Interesting discussion. I'll chuck in my usual comment that dumping everything into one box and calling it T2 diabetes tends to confuse the issue. I keep coming back to the idea that there should be, to start with, two sub groups. IRT2 -T2 due to insulin resistance and IIT2 - T2 due to insulin insufficiency.
The idea that losing weight and then eating any old diet that maintains that weight loss works well for those with IRT2 caused by excess fat around the body. Keep the weight down, a good idea for all sorts of reasons, and the diabetes is no longer a problem no matter what you eat and that is something that can be called remission.
When it comes to IIT2 things are a bit different. In that case, there is a limit to the amount of glucose the system can deal with and any old diet is not going to work. If you do not limit carb intake when your body weight is OK then your blood glucose will rise whilst your weight stays the same. To me that is not remission, it is best described as control.
Personally I consider myself in the second category. BMI fine, HbA1c well below diagnosis level but I reckon a slice of flapjack would give me a double figure spike and readjusting my diet to double the carb intake without a calorie boost would soon put me over the diagnosis level without any weight increase.
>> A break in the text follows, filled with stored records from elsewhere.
PR #129, opened 2018-10-16
Superb guide: Show zine posts on the homepage

GregWeil:
image

Also redirects all /featured/* urls to /culture/*.

Zines are loaded on the server every 15 minutes and sent down with the html, both to avoid cors and to reduce the load on the ghost api.

I also did some refactoring around the server side data loading to make the error handling a bit more specific, as well as in response rendering so the manifests are read asynchronously.


judeallred:
during page load, there's a weird transition point as the images come in:
image

judeallred:
styles are busted in Edge :/ 
image

judeallred:
i find the faded to white effect on the website starter kit to be pretty hard on my eyes -- my personal pref would be to up the contrast there or avoid a fade of grey to white: 
image

judeallred:
when i navigate to any of the zines,  the image loads large then flashes out of view -- @pketh ?

server/api.js
```diff
@@ -35,24 +33,54 @@ const api = axios.create({
...
+    if (error.response && error.response.status === 404) {
+      return null;
+    }
+    throw error;
+  }
+}
+
+async function getCultureZinePosts() {
+  console.log('Fetching culture zine posts');
+  const client = 'client_id=ghost-frontend&client_secret=c9a97f14ced8';
```
judeallred: how does this secret work?  Do we need to guard in it env?

src/presenters/featured.jsx
```diff
@@ -1,14 +1,43 @@
...
+class ZineItems extends React.Component {
+  constructor(props) {
+    super(props);
+    this.state = {
+      posts: window.ZINE_POSTS.slice(0, 4),
+      masks: sampleSize([1, 2, 3, 4, 5], 4),
+    };
+  }
+  render() {
+    return (
```
judeallred: what's the behavior when the culture-zine app is down (so our cache is empty) ?

server/api.js
GregWeil: https://api.ghost.org/docs/client-authentication

should be public safe, it can only read public data

judeallred:
overall lgtm but I think we should fix up those little bugs.  (no blockers.) :-)

src/presenters/featured.jsx
GregWeil: You get an empty `<ul>` which doesn't affect the page

GregWeil:
https://developer.microsoft.com/en-us/microsoft-edge/platform/status/masks/
Sounds like masks should be supported in Edge 17763 but I'm still running 17134. Maybe it just hasn't been released yet?

pketh:
my feedback:

the hover state should just be a black underline on the post name, and no underline on the category name

re jude's feedback:

re busted styles on edge, hmm https://caniuse.com/#feat=css-masks looks like mask support is coming in the next version (18). In the meantime, adding border-radius: 5px to the images would make it less broken for those users. Also a fixed height (background-size: contain).

re faded to white, the issue there is with the content. We'll have more design guidelines for featured post images to prevent this issue on future posts

re loading the zine,
what happens is that a default mask is applied, then some client side js runs to determine what random mask should show up . this would change the mask. To deal with this:
- I can either have the mask at the top always be fixed though (css has no dynamic random number generation that i'm aware of)
- Or I can not have a mask on load, and only have a mask after the client side js runs (so it'd start square, then be squiggled)

pketh:
how does the hover and active states feel to you generally, i'm not 100% feeling them yet, any suggestions/ideas?

GregWeil:
Updated with rounded corners for edge, fixed size images (for the underline issue), and title only underline.

I'll update this after lunch with node 10 `fs.promises.readFile` instead of `util.promisify`.

pketh:
can you send me an invite link, just in case i need to do little nip tuck things to the design soon too?

GregWeil:
You can join in with the performance boost team.

src/presenters/featured.jsx
```diff
@@ -1,14 +1,43 @@
...
-const Witch = () => (
-  <img className="witch" src={imgWitch} width="110px" height="82px" alt=""/>
-);
+
+class ZineItems extends React.Component {
+  constructor(props) {
+    super(props);
+    this.state = {
+      posts: window.ZINE_POSTS.slice(0, 4),
+      masks: sampleSize([1, 2, 3, 4, 5], 4),
```
pketh: this is a clever way to do set random numbers, i'm gonna have to remember that :)

styles/includes/featured.styl
```diff
@@ -9,43 +9,48 @@
...
+  .community-pick-embed-container
+    position: relative
+    .witch
+      position:absolute
+      z-index: -1
+      right: 0px
+      top: -72px
+      
+    .glitch-embed-wrap
+      //max-height: 500px !important //override the Embed's configurable height.
```
pketh: is this supposed to be commented out?

pketh:
made some minor proportions tweaks. Visually I'm now treating each each type of featured content as it's own section (where before all curated content was squished in to the same section). Conceptually, a viewer shouldn't have to think about it too much, these things should just come off as cool-content to a viewer.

It's a guess, and would need a trial to confirm, but it is one experiment I am not going to do.
One of the things I find most frustrating is that once T1 is ruled out, no effort is made to identify the underlying reason for high blood glucose for any individual. Casting the runes seems to be the order of the day and how you get on has more to do with the luck of the rune caster than objective science. You also get analysis heavily influenced by opinion and prejudice, and that may have something to do with the origins of this discussion.